The 3rd stage ,, Working Together.
This stage was the most arduous for all concerned and they arrived in the end at a good solution somewhat by chance but mostly from good management. They felt they were still somewhat unclear on what DevOps meant and had read the books etc but it still didn’t feel right and further change was needed. They looked at what other companies were doing etc and felt they were off.
In all earlier phases Dev and Ops were silo’d and this had to change if releases were to be delivered more quickly with higher quality and lower downtime. There was something of an accident of birth about how this finally came together.
Dev teams were working on a series of API projects which were described as POC but out of the blue they explained they would like to put these into production which made Ops folks very nervous but Dev stood up to the plate and said they were prepared to see these through to production.

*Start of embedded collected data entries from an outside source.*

PR #835, opened 2022-02-25
Ensure NC files always close

### LINKED ISSUE #55: Improve IO management
Sometimes, when running interactively, simulations crash and re-trying the simulation gives an NC permissions error. #54 is a bit of a patch fix, and we can't [easily](https://github.com/Alexander-Barth/NCDatasets.jl/issues/135) open-close files on-the-fly. We could alternatively wrap the whole solve loop in a `do`-block that opens the nc file, but this may take a bit of work.

charleskawczynski:
I think this is a more careful way to handle our nc file open/closing. This should ensure that our nc files always close-- which I've been thinking about since looking more at the calibration pipeline / failures.

IIRC, I took this pattern from NCDatasets (looking at how the `do`-block syntax works).

Closes #55

cc @haakon-e

### DIFF
--- a/driver/main.jl
+++ b/driver/main.jl
@@ -265,13 +265,21 @@ function run(sim::Simulation1d; time_run = true)
     sim.skip_io || open_files(sim.Stats) # #removeVarsHack
     (prob, alg, kwargs) = solve_args(sim)
     integrator = ODE.init(prob, alg; kwargs...)
-    if time_run
-        sol = @timev ODE.solve!(integrator)
-    else
-        sol = ODE.solve!(integrator)
+
+    local sol
+    try
+        if time_run
+            sol = @timev ODE.solve!(integrator)
+        else
+            sol = ODE.solve!(integrator)
+        end
+    catch e
+        @warn "TurbulenceConvection simulation crashed."
+        return :simulation_crashed
+    finally
+        sim.skip_io || close_files(sim.Stats) # #removeVarsHack
     end
 
-    sim.skip_io || close_files(sim.Stats) # #removeVarsHack
     if first(sol.t) == sim.TS.t_max
         return :success
     else


haakon-e (approved):
LGTM

driver/main.jl
```diff
@@ -265,13 +265,20 @@ function run(sim::Simulation1d; time_run = true)
...
+
+    local sol
+    try
+        if time_run
+            sol = @timev ODE.solve!(integrator)
+        else
+            sol = ODE.solve!(integrator)
+        end
+    catch e
+        return :simulation_crashed
```
ilopezgp, line 277: Is the `finally` reached if you return here?

jakebolewski: finally will be called before return.  it would be more natural to throw an exception though (and wrap the original exception)?

charleskawczynski: Yep:
```julia
julia> function foo()
           try
               error("oops")
               return 2
           catch
               return 1
           finally
               println("finally")
           end
       end
foo (generic function with 1 method)

julia> foo()
finally
1
```

charleskawczynski: > it would be more natural to throw an exception though (and wrap the original exception)?

Maybe you're right, but one advantage I've realized about working with the return code is that, instead of error-ing out, we can continue to the plotting scripts and (try) to plot results of the crashed solution and test which variables are blowing up.

jakebolewski: you don't have to error out though, you could capture the exception at a higher level (log it?) and then continue with the control flow.

charleskawczynski: Ahhh, I see, yeah, we can do that

charleskawczynski: I was thinking about this a bit more, if we returned an exception, wouldn't that make `main` type-unstable? I think, for now, just adding a warning to the log and returning a symbol is a significant memory management improvement that we should get merged, so let's move forward and we can open an issue about better exception handling.

PR #858, opened 2022-03-04
Expand tests

charleskawczynski:
This PR expands our test suite to include a "Vanilla + deviations" group, which basically all run bomex with different model schemes and namelist flags:

```
--micro gaussian
--entr NN_nonlocal
--entr NN
--entr FNO
--entr RF
--stoch_entr noisy_relaxation_process
--stoch_entr prognostic_noisy_relaxation_process
--calibrate_io true
--skip_io true
```

It's really helpful that we are able to scale up the number of tests because all sorts of things can diverge as different users / developers are experimenting with different models-- some functions break, performance tanks for certain cases. Since most of these models are being developed for upstream use in CalibrateEDMF, it's useful to run tests here to avoid laborious investigations into where things break / diverge. It's also helpful for us to easily identify where performance improvement efforts may be useful.

One downside is that it is making our driver a bit more complicated. Improving our regression tests has been a bucket list item for a while and I suspect it may be time to give it some attention, this PR illuminates some of the needs / requirements. I'll open an issue to expand on this.

Please comment if there are other flags / tests that we should add into this.


ilopezgp:
I am surprised all tests pass with the entrainment closure default parameters !

ilopezgp:
For `calibrate_io`, we want to test not only that the simulation does not break, but that the fields in the calibrate_dictionary are updated.

charleskawczynski:
> I am surprised all tests pass with the entrainment closure default parameters !

We're skipping lots of tests at the end, but it's nice that everything runs and we're able to plot the results. I'd like to

> For `calibrate_io`, we want to test not only that the simulation does not break, but that the fields in the calibrate_dictionary are updated.

Yeah, I was thinking that it'd be nice to ensure that the state is exactly the same. I think this will require more work, though.

Also, I just realized that I need to add the stochastic entrainment model

costachris:
> > I am surprised all tests pass with the entrainment closure default parameters !
> 
> We're skipping lots of tests at the end, but it's nice that everything runs and we're able to plot the results. I'd like to
> 
> > For `calibrate_io`, we want to test not only that the simulation does not break, but that the fields in the calibrate_dictionary are updated.
> 
> Yeah, I was thinking that it'd be nice to ensure that the state is exactly the same. I think this will require more work, though.
> 
> Also, I just realized that I need to add the stochastic entrainment model. Done.

What tests are skipped?

costachris (approved):

charleskawczynski:
> What tests are skipped?

If you look at the jobs, you'll see that a handful of added runs result in errors. We still see plots because we use a `try-catch` around `main`. We also bail out (if we deviate from the vanilla experiments) before we run any tests, including
 - Regression against scampy/les/main
 - Test that `code_ret == :success` (meaning that `OrdinaryDiffEq.solve!` hasn't bailed out due to detected numerical instability)
 - Test that 
```julia
        @test !any(isnan_or_inf.(Array(profile["qt_mean"])))
        @test !any(isnan_or_inf.(Array(profile["updraft_area"])))
        @test !any(isnan_or_inf.(Array(profile["updraft_w"])))
        @test !any(isnan_or_inf.(Array(profile["updraft_qt"])))
        @test !any(isnan_or_inf.(Array(profile["updraft_thetal"])))
        @test !any(isnan_or_inf.(Array(profile["u_mean"])))
        @test !any(isnan_or_inf.(Array(profile["tke_mean"])))
        @test !any(isnan_or_inf.(Array(profile["temperature_mean"])))
        @test !any(isnan_or_inf.(Array(profile["ql_mean"])))
        @test !any(isnan_or_inf.(Array(profile["qi_mean"])))
        @test !any(isnan_or_inf.(Array(profile["thetal_mean"])))
        @test !any(isnan_or_inf.(Array(profile["Hvar_mean"])))
        @test !any(isnan_or_inf.(Array(profile["QTvar_mean"])))
        @test !any(isnan_or_inf.(Array(profile["v_mean"])))
        @test !any(isnan_or_inf.(Array(profile["qr_mean"])))
```
These are basically all the tests that we run on the vanilla cases.

The first one is difficult for the Vanilla + deviation-- because we aren't (yet) storing results in main. The latter two are likely sooner in reach, but we need good values (cc @nickhnelsen, @zongyi-li) for the cases that are breaking, namely:
 - Random features
 - FNO
 - Local Neural network actually finishes, but it looks a bit wonky
 - Local Neural network actually finishes, but it looks a bit wonky

Also, @trontrytel, the Bomex with `gaussian` looks like it's identical, do we have to run a rain case to make sure we expand coverage?

costachris:
I'll open a separate PR using the parameters calibrated for the SCT1 benchmark that will give more reasonable results for the NN closures.

charleskawczynski:
> got it, I'll open a separate PR using the parameters calibrated for the SCT1 benchmark that will give more reasonable results for the NN closures.

Thanks!

charleskawczynski:
I'm realizing that it's a bit difficult to generalize this for cases that are failing. So, let's merge this and try to get the other cases working / running to completion first, this will at least test that the namelist can be read.

PR #861, opened 2022-03-04
use NN parameters calibrated for SCT1 Benchmark

costachris:


charleskawczynski (commented):
I'll rebase+merge this after #858 merges!

charleskawczynski:
Hmm, I may have messed up the rebase? It looks like the vector is 70 elements and we need 69.

costachris:
> Hmm, I may have messed up the rebase? It looks like the vector is 70 elements and we need 69.

Ah no, that was my mistake. I had the `turbulent_entrainment_factor` in there. TC guards against mistakes like this by checking the length of `general_ent_params` so this will error - but it's fixed now.

costachris:
It's also important to note this was trained with `"area_limiter_power" = 0.0` and `"entr_dim_scale" = "inv_z"`(like all the other new closures), so the comparison plots still look funky. If we want another version that's trained with the default area limiter and entr_dim_scale, I can use that instead. Otherwise I can merge this.

ilopezgp:
> It's also important to note this was trained with `"area_limiter_power" = 0.0` and `"entr_dim_scale" = "inv_z"`(like all the other new closures), so the comparison plots still look funky. If we want another version that's trained with the default area limiter and entr_dim_scale, I can use that instead. Otherwise I can merge this.

Can we add these changes to the vanilla + deviations setup? If it is difficult to do, it might not be worth it.

charleskawczynski:
Yeah, we can do that. For now we can just add it, but I think it's possible to somehow generalize-- I'm thinking about this. I'll update the PR, thanks for the update!

costachris:
> > It's also important to note this was trained with `"area_limiter_power" = 0.0` and `"entr_dim_scale" = "inv_z"`(like all the other new closures), so the comparison plots still look funky. If we want another version that's trained with the default area limiter and entr_dim_scale, I can use that instead. Otherwise I can merge this.
> 
> Can we add these changes to the vanilla + deviations setup? If it is difficult to do, it might not be worth it.

Is there a vanilla + deviations setup? Or are you suggesting adding one.

charleskawczynski:
> Is there a vanilla + deviations setup? Or are you suggesting we add one

Yeah, it's already been merged, we just need to somehow add more cli options to pass these additional flags to update the namelist

charleskawczynski:
Ok, I've rebased (so you'll need to delete local and re-pull/checkout) because there were some fixes that we needed to incorporate. Also, I've added cli options for both `area_limiter_power` and  `entr_dim_scale`. I tried running this locally and things looked a bit wonky. Maybe I messed something up (although, the rebase had no conflicts), the cli options were added for a separate commit for review.

PR #862, opened 2022-03-04
print full stacktrace for failed sim

haakon-e:


charleskawczynski (approved):
This looks great! I'll try to add a test with #858.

They agreed that the dev who wrote the release notes would be on call. So this was the start of integrated teams. They had ‘DevOps’ guys (release automation) in phase 2 but they became a bottleneck so they started to assign a release lead to each dev stream and this emerged as an optimal structure.
Today the DT teams say ‘we build, we support we own’. Their rules are
- Fast build, fail and fix
- Self select tools and guilds
- Seamless and clean processes
Ops keep systems healthy and they rotate around the dev teams. Ops folks are trained in the guilds (in house experts who train others to their own level so there are fewer points of failure). Op’s own logging, monitoring and security and for example improve error messaging, scripting and in the future there is a thought that Ops will code.
Changing change control was a big job as there was a culture of clunkiness in how this was done but it did provide the business with a level of confidence in how the production was progressing. Starting in 2009 the CAB meet weekly and took 8 days through a 4 step process. The next iteration was a twice weekly meeting with a 2 step approval process and it took 5 days on average. Now the CAB is daily and if its automated it doesn’t go through CAB otherwise there is a 1 step process which takes one day to pass/fail.
Today there are daily stand ups and feedback loops, fortnightly sprints and daily releases.
Carol’s parting advice
Integrate the team’s early – start with experiments, short feedback loops and fix what hurts. Don’t be afraid to change process but verify new process is working through strong metrical measurement.
Above all else empower teams – they want to be empowered more than you want them to be.